Du 13 au 15/08/2025 à Mollans-sur-Ouvèze et Buis-les-Baronnies (26).
C’est en fin de matinée, ce 13/08, que débute la partie aoutienne de Parfum de Jazz. Le vernissage des expositions « Parfum d’images » et « Surimpressions ». André Henrot et Patrick Martineau propose une rétrospective de leur travail pendant le festival 2024, et on découvre aussi les surimpressions de Daniele Aumage, elle habille de couleurs, au pinceau au couteau, des clichés en noir et blanc de Patrick Martineau.

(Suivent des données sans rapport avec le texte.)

Issue #1963, opened 2024-10-09
Create top miners endpoint


janmichek:
- fixed list of:
  { hash: 'ak_wM8yFU8eSETXU7VSN48HMDmevGoCMiuveQZgkPuRn1nTiRqyv', name: 'WoolyPooly' },
  { hash: 'ak_dArxCkAsk1mZB1L9CX3cdz1GDN4hN84L3Q8dMLHN4v8cU85TF', name: '2miners' },
  { hash: 'ak_9MsbDuBTtKegKpj5uSxfPwmJ4YiN6bBdtXici682DgPk8ycpM', name: '2miners.solo' },

- fixed time window of 24h
- blocks mined count per entry
- reference https://www.aeknow.org/miner
- data will be used for table and chart in aescan as in reference

_Originally posted by @janmichek in https://github.com/aeternity/ae_mdw/issues/1943#issuecomment-2399159977_

janmichek:
@yaboiishere I am afraid the result is something else that I requested.


This seems like grouped by time (day), which is not the same as 24hour window. Right?

yaboiishere:
Won't thss work as well? Im cautious of implementing something like that for the actual last 24 hours since that would require going over all data points and summing it up. We would prefer not doing that since if there are too many records it will result into having slow endpoints that might even timeout (an example of this is the bug that appeared in the testnet for the stats endpoint, where because of that reason it timed out).

Also we do actually know how many blocks can happen in a day for the mainnet/testnet, but implementing this would be a problem for hyperchains since there you can configure way more blocks than that, which would make the endpoint slow/unresponsive

janmichek:
Yeah, so what can I do... I am developer, not a manager. I have been waiting for over 3 months for rejecting message. Nevermind I will code it on frontend

yaboiishere:
I've given it more thought over the weekend and I've realised that hyperchains don't have miners they have validators, so the problem I had with implementing this the way you want now should be possible without slowing down the hc. This endpoint would only be available to parent chains though (i.e. PoW ones)

janmichek:
Ok, good. So when could you deliver it?

janmichek:
@yaboiishere ?

yaboiishere:
Hey, sorry I've missed this. I'm currently working on another task, but in the meantime I've starting planning on how the change woul look like. If the change goes as planned and there are no major issues with the mdw on hyperchains I hope to have it developed in the next few days

PR #2111, opened 2025-03-06
feat: top miners for the last actual 24hs

yaboiishere:
resolves: #1963 

This goes over the records of the new table, but I don't think it will be a problem since we get ~400-500 key blocks per day. The only exception to this is hyperchains, for which the endpoint has been disabled, since they don't have miners.

### DIFF
--- a/lib/ae_mdw/stats.ex
+++ b/lib/ae_mdw/stats.ex
@@ -37,6 +37,7 @@ defmodule AeMdw.Stats do
   @typep pagination() :: Collection.direction_limit()
   @typep pagination_cursor() :: Collection.pagination_cursor()
   @typep reason() :: Error.t()
+  @type miner :: map()
 
   @type nft_stats :: %{nfts_amount: non_neg_integer(), nft_owners: non_neg_integer()}
   @typep template_id() :: AeMdw.Aex141.template_id()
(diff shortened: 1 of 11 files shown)


lib/ae_mdw_web/plugs/hyperchain_plug.ex
```diff
@@ -11,13 +11,25 @@ defmodule AeMdwWeb.Plugs.HyperchainPlug do
...
+  end
+
   def call(conn, _opts) do
     if Hyperchain.hyperchain?() do
       conn
     else
       conn
       |> Conn.put_status(:bad_request)
-      |> Controller.json(%{"error" => "Not on a hyperchain node"})
+      |> Controller.json(%{"error" => "This endpoint is only available on a hyperchain node"})
```
jyeshe, line 32: This is on the else of is `hyperchain?`

lib/ae_mdw/stats.ex
```diff
@@ -870,10 +871,30 @@ defmodule AeMdw.Stats do
...
+    kb = {time_24h_ago, now}
+
+    state
+    |> Collection.stream(Model.KeyBlockTime, :backward, kb, nil)
+    |> Enum.reduce(%{}, fn index, acc ->
+      Model.key_block_time(miner: miner) = State.fetch!(state, Model.KeyBlockTime, index)
+      Map.update(acc, miner, 1, &(&1 + 1))
+    end)
+    |> Enum.map(&render_miner/1)
+    |> then(&{:ok, &1})
```
jyeshe, line 887: Neat!

jyeshe (changes requested):
Hey @yaboiishere this is great! There is only an error message that would need to be reverted.

lib/ae_mdw_web/plugs/hyperchain_plug.ex
yaboiishere: Yeah this is for endpoints only available for hyperchains like the validators and epochs ones, so if you try to access them on a regular node and mdw it will give you this error instead of an empty list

Le parfum et les couleurs du jazz.

21h, la musique a gagné sur les intempéries, le concert débute à l’heure avec les lyonnais de Equinox trio dans le beau théâtre de verdure de Mollans-sur Ouvèze. La pianiste et chanteuse Elodie Mam’s est accompagnée de Noé Desmares à la basse électrique et du batteur Sabri Belaïd. Un jazz soul vocal où l’on découvre un bassiste inspiré dans les parties instrumentales.

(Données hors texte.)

Issue #2115, opened 2025-03-10
Definition of `/transactions/{hash}` lacks certain properties depending on the transaction type


davidyuk:
It [returns](https://github.com/aeternity/ae_mdw/blob/0dd63dca35ea098e824bfea00c4f25699f4fb1af/docs/swagger_v3/transactions.spec.yaml#L315) a [`#/components/schemas/Transaction`](https://github.com/aeternity/ae_mdw/blob/0dd63dca35ea098e824bfea00c4f25699f4fb1af/docs/swagger_v3/transactions.spec.yaml#L2). The [`tx`](https://github.com/aeternity/ae_mdw/blob/0dd63dca35ea098e824bfea00c4f25699f4fb1af/docs/swagger_v3/transactions.spec.yaml#L35) property is `#/components/schemas/Tx` (inherited from the node). The issue is that the node's definition does not include additional fields introduced by middleware.

For example,
https://mainnet.aeternity.io/mdw/v3/transactions/th_2ZtAgxftmG8ts2VoxxPiCWr1q83gxHHmxE3kUsJQgnEgLwYxdV
In the case of a contract call, the `tx` property of the returned JSON contains fields that are not defined in OpenAPI: `aexn_type`, `args`, `compiler_version`, `gas_used`, `log`, `return_type`, `return_value`, `source_hash`.

PR #2119, opened 2025-03-13
docs: add tx types to transactions_spec.yaml

yaboiishere:
Added the missing fields in the swagger for transactions and added the ttl field to the transactions as in the docs

resolves: #2115

### DIFF
--- a/docs/swagger_v3/contracts.spec.yaml
+++ b/docs/swagger_v3/contracts.spec.yaml
@@ -1,4 +1,132 @@
 schemas:
+  MdwContractCallExtras:
+    type: object
+    required:
+      - aexn_type
+      - arguments
+      - function
+      - gas_used
+      - log
+      - result
+      - return
+      - return_type
+      - ttl
+    properties:
+      aexn_type:
+        type: string
+        example: aex9
+      arguments:
+        type: array
+        items:
+          type: object
+          properties:
+            type:
+              type: string
+            value:
+              type: string
+        example:
+          - type: int
+            value: 1
+          - type: string
+            value: "hello"
+      function:
+        type: string
+        example: "main"
+      gas_used:
+        type: integer
+        example: 1000
+      log:
+        type: array
+        items:
+          type: object
+          properties:
+            address:
+              type: string
+            data:
+              type: string
+            topics:
+              type: array
+              items:
+                type: string
+        example:
+          - address: "ct_2U1usf3A8ZNUcZLkZe5rEoBTxk7eJvk9fcbRDNqmRiwXCHAYN"
+            data: cb_+Jg==
+            topics:
+              - "topic1"
+              - "topic2"
+      result:
+        type: string
+        example: "ok"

Quelques derniers réglages, après des balances perturbées par l’orage, la harpiste suisse entre sur scène avec son quartet. Leo Fumagalli est saxophone, Manu Hagmann à la contrebasse et Clemens Kuratle à la batterie. Un habillage de lumière conçu, par Sophie Le Meillour, va consécutivement nous emmener dans des profondeurs abyssales, des mycéliums aliens ou des cieux réinventés. Des sons éthérés, des ambiances oniriques pour une musique qui nous fait voyager et réfléchir. La voix samplée de Greta Thunberg dans « Fridays of Hope » nous rappelle l’état désastreux du monde où l’on vit. Les vibrations de cordes de la harpe parfois modifiées par les pédales d’effets répondent aux phrases envoutantes du saxophone ténor. Du jazz à la fois exigeant et accessible en milieu rural, dans un lieu enchanteur, les organisateurs ont réussi leur pari, leur mission.




Jeudi 14/08 :
Changement de lieu, nous voici au théâtre de verdure de La Palun à Buis-les-Baronnies, pour le concert du trio Saiyuki Trio, entre occident et Extrême-Orient. Mieko Miyazaki et son magnifique Koto (harpe japonaise jouée à plat) , Nguyên Lê. à la guitare et Prabhu Edouard aux tablas. Des mélopées savantes, lyriques, parfois mélancoliques, souvent enjouées et ludiques pour nous raconter des contes et les légendes venus de leur pays respectif. « Magic constant », nous dit que la musique est aussi mathématique ? Puis « vent d’automne » une comptine que la maman du guitariste chantait, ce soir avec la voix de Mieko. Elle nous raconte ensuite l’histoire de la création du Japon par un couple de dieux ; tout d’abord câline, la voix enfle doucement pour finir en une montée orgasmique soutenue par une guitare psychédélique et des percussions endiablées. Autre légende, l’histoire de Vishnou et Ganesh magnifiée en un rap hindouiste singulier. Le jazz se moque des frontières géographiques, les musiciens sont des troubadours qui colportent les musiques qu’ils ont croisés. Les harmonies fusionnent, les rythmes s’entremêlent et les spectateurs s’enthousiasment. Une aventure, une expérience musicale qui se prolonge après le rappel où nous pouvons admirer de plus près ces instruments aussi beaux que rares, même la guitare de Nguyên Lê intrigue sans sa tête de manche.






Vendredi 15 :
On découvre le projet Solaxis, conçu et composé par Lisa Cat-Berro. Cinq femmes saxophonistes, du baryton de Céline Bonacina au soprano de Camille Maussion en passant par les deux altos de Géraldine Laurent et Lisa elle-même et le ténor de Sophie Alour. Les cinq musiciennes, que l’on connaît bien dans leurs projets respectifs, sont ici propulsées par Timothée Robert (du groupe Sarab, entre autres) à la basse électrique et Guillaume Lantonnet, le batteur de l’Orchestre tout puissant Marcel Duchamp. Un grand souffle traverse le théâtre de verdure. Les saxophones chantent en chœur, en canon ou en duo, ils rugissent dans des unissons vibrants au gré des compositions de la leadeuse. Le jeu des souffles et des timbres, on pense à Frank Zappa qui adorait arranger et faire sonner les cuivres et aussi bousculer les codes. En bonne cheffe de bande, Lisa Cat-Berro donne la parole et offre à ses musiciens des moments d’improvisations dans lesquels chacun d’eux s’engouffre avec délectation pour le plus grand plaisir des spectateurs. En rappel, la reprise de « Bird’s Lament » signée de Moondog, fait le lien entre passé et présent.
Solaxis est solaire et groovy, élégant et ciselé, audacieux et atypique. On attend déjà de recroiser sa route.